Nome, at this time of year, is usually around 0 degrees with several feet of snow on the ground, Cathleen said. But those are perfect conditions for a 1,049-mile sled dog race across the frozen tundra, glaciers and mountains of Alaska. Especially, she’s a fan of the dogs that provide the power and trail sense that allows world-famous mushers like Jeff King and Lance Mackey, who were competing for this year’s victory at press time, to race to victory.

“I think it’s an incredible adventure. (The Iditarod) speaks a lot to the dogs. I’ve always been a dog person, and I just love watching dogs do what they love to do,” she said. “We all romanticize Alaska; I’m sure it’s cruel and inhospitable. But it’s also one of the most beautiful places on Earth. I picture it as otherworldly. And here are men and women and their dogs traversing this terrain.”

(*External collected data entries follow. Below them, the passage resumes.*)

PR #1186, opened 2025-03-09
avoid sparse indices

### LINKED ISSUE #972: Refactor to avoid using SparseIndices
See https://github.com/elalish/manifold/pull/931#issuecomment-2353465022

At least avoid it as much as possible. This should improve both the memory usage and performance.

pca006132:
Start removing sparse indices usage in `Boolean3.cpp`. This is mainly for discussion about invariants that I am not sure about. Closes #972.

The code is really ugly now, but it seems to be working. I will clean it up later. The refactor here is surprisingly simple: just change the binary search to a function call. There is more to be done to make it faster, though.

---

Performance:

Previously:

benchmark-master

Now:

benchmark-avoid-sparseindices

For some numbers:

```
Previously:
---------------------------------------------------
Threads= 1
Total time
  avg : 179.569
  min : 2.692
  max : 10754.046
Converting MeshGL to Manifold
  avg : 11.869
  min : 1.015
  max : 76.816
Manifold boolean
  avg : 167.559
  min : 1.089
  max : 10702.296
Converting Manifold to MeshGL
  avg : 0.141
  min : 0.003
  max : 1.686

Threads= 16
Total time
  avg : 34.759
  min : 2.903
  max : 1688.115
Converting MeshGL to Manifold
  avg : 6.419
  min : 1.078
  max : 24.742
Manifold boolean
  avg : 28.170
  min : 1.021
  max : 1670.252
Converting Manifold to MeshGL
  avg : 0.170
  min : 0.003
  max : 1.480

---------------------------------------------------
Now:
---------------------------------------------------
Threads= 1
Total time
  avg : 84.570
  min : 2.537
  max : 2886.896
Converting MeshGL to Manifold
  avg : 12.471
  min : 1.016
  max : 77.300
Manifold boolean
  avg : 71.948
  min : 0.943
  max : 2831.661
Converting Manifold to MeshGL
  avg : 0.151
  min : 0.003
  max : 1.758

Threads= 16
Total time
  avg : 17.625
  min : 2.154
  max : 270.270
Converting MeshGL to Manifold
  avg : 6.517
  min : 1.059
  max : 25.309
Manifold boolean
  avg : 10.920
  min : 0.737
  max : 250.945
Converting Manifold to MeshGL
  avg : 0.189
  min : 0.003
  max : 1.606
```

Not all models are equal in this case, when the sparse indices are relatively small, e.g. for our perfTest where we use high resolution spheres, the speedup is minimal (nTri = 8388608, time = 1.80269 sec).


src/boolean3.cpp
```diff
@@ -517,87 +421,36 @@ Boolean3::Boolean3(const Manifold::Impl &inP, const Manifold::Impl &inQ,
...
-  z02.clear();
-  z20.clear();
-
-  Vec<int> p0 = p0q2.Copy(false);
-  p0q2.Resize(0);
-  Vec<int> q0 = p2q0.Copy(true);
-  p2q0.Resize(0);
   // Sum up the winding numbers of all vertices.
-  w03_ = Winding03(inP, p0, s02, false);
+  w03_ = Winding03(inP, inQ, p0q2, expandP_, true);
```
pca006132, line 451: @elalish I'm thinking if it is possible to somehow integrate this winding number computation into `Intersect12`, but not sure if that is sound. Will it ever miss anything?

src/boolean3.cpp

In the summer, she’s thinking about it, too. What separates her from other Iditarod fans – and here in the Lakes Region there are probably many, evidenced by the increasingly popular Musher’s Bowl at Five Fields Farm in Bridgton – is that she isn’t merely interested in watching the race on television once a year, as she’s done since the late 1970s. Instead, for about six years now, she has become wholly devoted to Iditarod Web sites and an accompanying message board dedicated to the Iditarod.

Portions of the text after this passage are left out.